La pensione di vecchiaia anticipata deve essere riconosciuta ai lavoratori invalidi civili con una disabilità pari almeno all’80%, a prescindere dalla tipologia del lavoro svolto. E’ quanto ha stabilito la Corte d’Appello di Torino (sentenza n. 467/2020), in una causa patrocinata dai legali di Inca Cgil di Alessandria, condannando l’Inps “a costituire e liquidare in favore di una lavoratrice disabile la pensione di vecchiaia anticipata con decorrenza dalla data della domanda amministrativa e a pagarle i ratei maturati, oltre agli interessi legali dal dovuto al saldo”.
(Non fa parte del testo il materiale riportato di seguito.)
PR #2128, opened 2021-10-08
Detect suspicious named pipe connections to an AD FS WID

Cyb3rWard0g:
Locally, the AD FS Windows Internal Database (WID) does not have its own management user interface (UI), but one could connect to it via a specific named pipe. The named pipe information can be obtained directly from the ConfigurationDatabaseConnectionString property of the SecurityTokenService class from the WMI ADFS namespace.

Open PowerShell and run the following commands:

```PowerShell
$ADFS = Get-WmiObject -Namespace root/ADFS -Class SecurityTokenService
$conn = $ADFS.ConfigurationDatabaseConnectionString
$conn
```
A threat actor can use this method to extract sensitive information from the AD FS WID. Information such as certificates used to, for example, sign a SAML token and impersonate a user.


Cyb3rWard0g:
Thank you @Neo23x0 ! I use the `\MICROSOFT##WID\tsql\query` inclusion rather than collecting everything from Sysmon event 18. Agreed it is very noisy otherwise.

PR #2129, opened 2021-10-08
Added rule for possible persistence via VMTools

d4rk-d4nph3:
**What I observed**:
Screen Shot 2021-10-08 at 13 29 39
d


frack113:
HI,

> I left out VMwareResolutionSet.exe because it was not ran as argument to cmd.exe

Yes this makes sense.
Thanks for the update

Il nodo del contendere, già oggetto di altre cause analoghe, attiene all’individuazione del tipo di invalidità a cui fare riferimento per stabilire la sussistenza del requisito sanitario, necessario per il riconoscimento della deroga rispetto ai limiti di età per la pensione di vecchiaia, che sono stati progressivamente elevati dal D.lgs n. 503/1992 (dal primo gennaio 2000, 65 anni di età per gli uomini e 60 anni delle donne, mentre prima del nuovo regime, il limite anagrafico era rispettivamente 60 e 55).
Mentre per Inps, il riferimento legislativo da richiamare è l’articolo 1 della la legge n. 222 del 1984 sull’invalidità previdenziale o pensionabile, strettamente connessa alla riduzione della capacità di lavoro a meno di un terzo, per la Corte d’Appello di Torino, accogliendo il ricorso di Inca, i requisiti sanitari sono quelli stabiliti dall’articolo 2 della legge 118/71, che dispone “l’applicabilità della vecchia normativa in tema di età pensionabile in favore di tutti i soggetti invalidi, anche se con capacità di lavoro e quindi di guadagno, perché l’unico requisito posto dalla legge riguarda la misura dell’invalidità, che non deve essere inferiore all’80%, come nel caso esaminato in appello”.
Richiamando l’articolo 1 del decreto legislativo n. 503 del 30 dicembre 1992, infatti, al comma 8, la sentenza della Corte d’Appello di Torino, che ribalta quella emessa in primo grado, sottolinea come l’elevazione dei limiti di età non si applica agli invalidi in misura non inferiore all’80%.
Respinta, dunque, l’interpretazione di Inps, che aveva rigettato la domanda di pensionamento della lavoratrice disabile nel tentativo di far prevalere il requisito dell’invalidità previdenziale su quello generico dell’invalidità civile.